■ REQUIRED ACTION ■
All lines with the word "Added" are to be found and copied from the listing.

* * * * * * *

Issue #871, opened 2024-01-24
Deploying one loadout triggers an ingestion in another loadout


halgari:
# Bug Report

## Summary
Trying to apply loadout A while loadout B is applied results in A throwing an error because it needs an ingest. Instead we would expect some sort of ingest of B and then A to recognize B was up-to-date and not trigger a ingest. 

Not exactly sure how this should work, I'll take a look.

Al12rs:
Notes from meeting:
- Ingest needs to know the LoadoutId that was last applied, we can pass in a GameInstallation to help track that down.
- We should save the Last Applied Loadout ID as metadata.
- Are there any cases where we should ingest into a loadout that is different from the one that was last applied?
    - Maybe if the user clones their loadout?
    - User forgets they didn't apply new loadout before making changes, but they want to apply to the new loadout. Should still work.
    - So we might still need target LoadoutId to handle these future use cases. This will require attention to which loadout gets passed to which function, as it would mean potentially dealing with two different ones.

PR #973, opened 2024-02-20
Add initial Apply UI implementation

Al12rs:
This PR adds an initial quite rough Apply button implementation.

- [x] Added `ApplyService` to be used later to queue Apply operations and ensure only one loadout is being applied to a game at a time.
- [x] Added `ApplyControlView` that contains the Apply and Launch buttons.
- [x] Toggled visibility of buttons based on whether there are things to apply or things are being applied.

So for now the Apply button shows up after the user makes at least one new Loadout revision since starting the app.
Pressing the button Applies the loadout while showing a spinner and hiding the Launch button.
After applying is done the button is hidden waiting for new loadout changes.

Limitations of this PR:

- [ ] We currently don't save the last applied Loadout or the last applied Loadout revision, which is necessary to determine whether  there are things that need to be applied or not (see #871 for details).
- [ ] Currently the newest loadout revision on startup is used as the last applied revision arbitrarily.
- [ ] Likewise the number of changes (loadout revisions) to be applied is currently not available.
- [ ] In this implementation Apply always ingests outside changes on top of the latest version of the loadout.
- [ ] Launch button currently still applies (main reason is that we want to do an ingest after the program returns).
- [ ] Ui design for the button only vaguely matches the ones on figma for now.

All of these limitations should be handled after event sourcing has been integrated, together with #871


src/NexusMods.App.UI/Services.cs
```diff
@@ -99,6 +99,8 @@ public static IServiceCollection AddUI(this IServiceCollection c, ILauncherSetti
             .AddViewModel<ImageButtonViewModel, IImageButtonViewModel>()
             .AddViewModel<InProgressViewModel, IInProgressViewModel>()
             .AddViewModel<LaunchButtonViewModel, ILaunchButtonViewModel>()
+            .AddViewModel<ApplyControlViewModel, IApplyControlViewModel>()
+            .AddViewModel<ApplyControlDesignViewModel, IApplyControlViewModel>()
```
erri120, line 103: Don't add the design view model to the services.

src/NexusMods.App.UI/LeftMenu/Items/ApplyControlView.axaml.cs
```diff
@@ -0,0 +1,40 @@
...
+            this.WhenAnyValue(view => view.ViewModel!.IsApplying)
+                .OnUI()
+                .BindToView(this, view => view.InProgressBorder.IsVisible)
+                .DisposeWith(disposables);
+
+            this.WhenAnyValue(view => view.ViewModel!.IsApplying)
+                .Select(isApplying => !isApplying)
+                .OnUI()
+                .BindToView(this, view => view.LaunchButtonView.IsVisible)
+                .DisposeWith(disposables);
```
erri120, line 36: Move these `OnUI` calls to the VM and use simple `OneWayBind` calls instead.

Al12rs: I'm setting the values of the reactive properties from a task, should I use OnUi inside that task?

src/NexusMods.App.UI/LeftMenu/Items/ApplyControlViewModel.cs
```diff
@@ -0,0 +1,88 @@
...
+        LaunchButtonViewModel.LoadoutId = loadoutId;
+
+
+        _gameInstallation = _loadoutRegistry.Get(_loadoutId)?.Installation ??
+                            throw new InvalidOperationException("Loadout not found: " + _loadoutId);
+
+        (_lastAppliedLoadoutId, _lastAppliedRevisionId) = GetLastAppliedLoadout();
+
+        _newestLoadout = _loadoutRegistry.RevisionsAsLoadouts(loadoutId)
+            .ToProperty(this, vm => vm.NewestLoadout);
```
erri120, line 49: Set the scheduler to be `scheduler: RxApp.MainThreadScheduler`.

src/NexusMods.App.UI/LeftMenu/Items/ApplyControlViewModel.cs
```diff
@@ -0,0 +1,88 @@
...
+        this.WhenActivated(disposables =>
+        {
+            this.WhenAnyValue(vm => vm.NewestLoadout,
+                    vm => vm._lastAppliedLoadoutId,
+                    vm => vm.IsApplying)
+                .Subscribe(_ =>
+                {
+                    CanApply = !IsApplying && (
+                        !Equals(_lastAppliedLoadoutId, _loadoutId) ||
+                        !Equals(NewestLoadout.DataStoreId, _lastAppliedRevisionId));
```
erri120, line 63: Use either `a == b`, `a != b` or `a.Equals(b)` instead of `Equals(a, b)`.

src/NexusMods.App.UI/LeftMenu/Items/ApplyControlViewModel.cs
```diff
@@ -0,0 +1,88 @@
...
+    {
+        _loadoutId = loadoutId;
+        _loadoutRegistry = serviceProvider.GetRequiredService<ILoadoutRegistry>();
+        _applyService = serviceProvider.GetRequiredService<IApplyService>();
+        LaunchButtonViewModel = serviceProvider.GetRequiredService<ILaunchButtonViewModel>();
+        LaunchButtonViewModel.LoadoutId = loadoutId;
+
+
+        _gameInstallation = _loadoutRegistry.Get(_loadoutId)?.Installation ??
+                            throw new InvalidOperationException("Loadout not found: " + _loadoutId);
```
erri120, line 44: This should probably be an `ArgumentException`.

erri120 (changes requested):
See comments.

src/NexusMods.App.UI/LeftMenu/Items/ApplyControlView.axaml.cs
erri120: `IsApplying` is the same as `ApplyCommand.IsExecuting`, is it not?

Al12rs: It is in this implementation, but in the future the ApplyService will determine that, since there might be another loadout applying to the same GameInstallation

erri120: Then just have the `IsApplying` property be set in the VM by subscribing to the `ApplyCommand.IsExecuting` property for now.

erri120 (approved):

* * * * * * *

■ RESPONSE TO THIS TASK ■
- [x] Added `ApplyService` to be used later to queue Apply operations and ensure only one loadout is being applied to a game at a time.
- [x] Added `ApplyControlView` that contains the Apply and Launch buttons.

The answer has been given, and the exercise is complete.